The big three dividers Increased volatility High volatility in supply and demand severely tests operators’ abilities to hit their volume and mix targets – all while maintaining profitability. Both sides of the supply/demand equation are seeing increased complexity, which can be an impediment to productivity gains. The global regulatory environment, the cyclicality of commodity prices, and the impact of generational events or black swans have all convened to increase volatility, especially in supply chains. While not necessarily fragile, supply chains in many industries are not as resilient as they need to be, and the interdependencies can result in major problems when a crisis hits. On the flip side of the supply chain, the demand patterns in end markets are rapidly creating new product mixes for operators with which to contend. Many industries are dealing with new demands for new types of products in their portfolio. For instance, automotive is facing a demand for lighter materials and electric vehicles (EVs), as well as autonomous vehicles. In construction, the demand for pre-fab and 3D printed modules has increased. Manufacturing and refining are facing their own new product trends and demands. As demand shifts in consumer end markets, operators are struggling with a flexible manufacturing response, and it is challenging to deliver a more diverse product set.
Sustainability as a core imperative The second urgent need relates to the global call for decarbonisation, methane reduction, and green/blue/grey hydrogen issues. In short, the need for real movement on operational sustainability. Many organisations are asking themselves how they can properly respond to these societal demands. How do we all balance profit and efficiency against being a responsible steward of the environment? And the challenges are different for each industrial factor. For instance: Refining: irrespective of recovery pattern, the large volume of emissions contributed by refined products must be offset through efficiency or capture. Chemicals: plastics recycling promises the creation of a circular economy, but investments, partnerships and infrastructure are all still required. Mining: CO2 and water challenges are this sector’s biggest environmental, social, and governance (ESG) issues to solve in order to earn ‘the right to play’. Regardless of the specific sector – improved monitoring of CO2 emissions, better management of energy usage, new implementations of carbon capture technology, and process information-sharing between partners – all of these challenges require digital solutions to properly execute. October 2021 62 HYDROCARBON ENGINEERING
The demographic cliff The third set of challenges involve the impending ‘demographic cliff.’ There are two factors at play in the creation of this ‘cliff.’ First is an ageing workforce which has started to retire – taking decades of expertise with them. Going through this ‘great crew change’ has impacted manufacturers who must increase their training programmes while enduring a decrease in productivity at the same time. The second factor is the ‘deskless employee.’ A lack of remote access to key data can greatly impair productivity across the entire organisation. This gap is especially evident in departments that operate across a far-flung plant – such as maintenance, where personnel may need to be in one location but not have access to accurate data about that equipment and processes. Solving these workforce challenges truly depends on having the right information and right expertise for frontline workers – all at the right time. A successful industrial digital transformation solves all these issues and brings with it the following benefits: Enhanced situational awareness. Minimised human exposure to safety risks. The ability to make better, faster decisions. Enhanced process safety and execution. Improved knowledge capture and management. Valuable, actionable insights and proactive guidance via the use of machine learning (ML)/artificial intelligence (AI). A paradigm shift in training and skills-upgrade, enabled by augmented reality (AR)/virtual reality (VR).

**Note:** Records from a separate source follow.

Issue #428, opened 2022-04-04
Issues deploying on EKS Windows Nodes


matthewmodestino:
Hi team, in working with a user deploying to EKS Windows Node Groups, we ran into a few items that caused the deployment to fail using default chart values. 

In order to deploy successfully we needed to make customizations to the chart, that like should be done by default, or included in documentation:

Update SecurityContext:

We had to update security context to use `ContainerAdministrator` user for windows. 

```
 # To collect container logs and journald logs, it will run the agent as a root user.
  # To run it as non root user, uncomment below `securityContext` options.
  # Setting runAsUser and runAsGroup to a non root user enables an init container that patches group
  # permissions of container logs directories on the host filesystem to make logs readable by this non root user.

  securityContext:
    windowsOptions:
      runAsUserName: ContainerAdministrator 
```

Then we had to create a new secret to not step on the old one. Although I assume in docs we could advise how to point to the existing one already created by first deploying the linux chart...

```
secret:
  create: true
  name: "splunk-otel-collector-windows"
  # Specifies whether secret provided by user should be validated.
  validateSecret: true
```

halovanic:
Thank you @matthewmodestino, I too had been struggling to make Windows on EKS work since 0.42 and this magic `agent.securityContext` value is indeed the fix.  It seems this should either be incorporated into the Windows documentation or keyed off the `isWindows` value since I don't think any other security options work under Windows.

I think the general direction for the secret problem is to fully deploy the collector chart twice, once for Linux and once for Windows (assuming you have both kinds of nodes).  That's most easily done by using a different namespace like "splunk-win", so this conflict won't happen and you can just manage them separately.

I also found that the default agent memory limit was just a bit too low under Windows to work reliably, although YMMV.

matthewmodestino:
That's another good point, I did find that both the liveness probe guidance in the chart was key, and did see instances where upping the resource limits was helpful. 

```
# This tells the kubelet that it should wait for x seconds before performing the first probe.
# This is required in case you are using windows worker nodes.
# It is recommended to keep it a 60-second window but it depends on cluster specification.
readinessProbe:
  initialDelaySeconds: 0
livenessProbe:
  initialDelaySeconds: 0
```

dmitryax:
@matthewmodestino thanks for reporting this. I've created another issue for secret name conflict https://github.com/signalfx/splunk-otel-collector-chart/issues/439

VihasMakwana:
[...]

PR #809, opened 2023-06-13
Use "ContainerAdministrator" for windows node

VihasMakwana:
For Linux nodes, the runAsUser is set to 0 by default if nothing is specified in values.yaml.
But for windows, it leaves this field empty. 
It makes sense to set runAsUserName inside windowsOptions to `ContainerAdministrator` which is the `root` equivalent for Windows node


rmfitzpatrick:
Are there specific issues this addresses and documented requirements for this user instead of `ContainerUser` or `LocalSystem`?

VihasMakwana:
> 

Ah, actually nope.
I came across https://github.com/signalfx/splunk-otel-collector-chart/issues/428.
It was mainly because of `runAsUser` being set even for Windows deployments. It was fixed AFAIK.
The reason why I raised this PR was to maintain consistency in Linux and Windows nodes.
In Linux, the agent's runAsUser is set to 0 i.e. root user if nothing is specified, but for Windows, it doesn't set anything so I made a few changes.

helm-charts/splunk-otel-collector/templates/daemonset.yaml
```diff
@@ -251,7 +251,11 @@ spec:
         imagePullPolicy: {{ .Values.image.otelcol.pullPolicy }}
         {{- if or $agent.securityContext (and (eq (include "splunk-otel-collector.logsEnabled" $) "true") (eq .Values.logsEngine "otel")) }}
         securityContext:
-          {{- include "splunk-otel-collector.securityContext" (dict "isWindows" .Values.isWindows "securityContext" $agent.securityContext "setRunAsUser" true) | nindent 10 }}
+          {{- if .Values.isWindows}}
+          {{- include "splunk-otel-collector.windowsSecurityContext" (dict "securityContext" $agent.securityContext "setRunAsUser" true) | nindent 10 }}
+          {{- else }}
+          {{- include "splunk-otel-collector.securityContext" (dict "securityContext" $agent.securityContext "setRunAsUser" true) | nindent 10 }}
+          {{- end}}
```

A collective shift in operating context Collectively, the three main drivers create a dramatic shift in the operating context for industrials. Figure 1 demonstrates how the operating context has shifted in recent history, driving the need for digital transformation. The bottom row illustrates how, in the last few decades, industry has already undertaken several shifts driven by the operating context. This encompasses the internal environment of the physical plant and process, the external environment, and the responsibilities that lie with the social contract (worker safety to water/energy consumption, etc.). In the next row, it is shown how these challenges can be managed, with tools that can be easily implemented, such as: preventive maintenance/computerised maintenance management system (CMMS) protocols, automation systems, isolated data analysis, and digital point solutions. But comprehensively, these have not resulted in an integrated view of the industrial enterprise, and so the promise of the ‘smart plant’ or of ‘industry 4.0’ remains elusive. While the ultimate destination in the future may be autonomous, self-optimising plants, the journey to cover the ‘last mile’ for operating technology, especially in chemical processing plants, is a difficult one and still lacks critical connectivity. Connecting assets and connecting processes, highlighted in the third row of Figure 1, results in
connected plants and enterprises – in other words, plants that can be optimised across the production process using technologies such as process digital twins, asset performance management, and data orchestration. But there is a missing piece of this connectedness: ‘connected workers’, the people who ensure the work gets done the right way, safely and efficiently. By combining the top two rows, along with a robust, interoperable connected data solution, Enterprise Performance Management for Industrial can be created.
Figure 1. This table demonstrates how the operating context has shifted in recent history, driving the need for digital transformation.
The ‘last mile’ Enterprise Data Management for Industrial (EDM) is key to a safe, successful, efficient digital transformation. It means collecting and analysing disparate data from the plant floor, other systems, and orchestrating it across multiple applications in those connected processes, assets and worker suites. Ultimately, it provides visualisation and insights into enterprise performance. It is the foundation of the system and is not sufficiently available today for operators.
Honeywell asserts that, on a global scale, the lack of EDM today is holding operators back. There are various digital point solutions for asset monitoring, or isolated process management, or enabling knowledge workers. Data storage and historians are readily available. But to deliver digital transformation – to connect IT to OT – industrials must cross the last mile to that future with true EDM. EDM for manufacturing is like the enterprise resource planning (ERP) systems that are used by finance functions today, or the customer relationship management (CRM) systems that have revolutionised sales teams.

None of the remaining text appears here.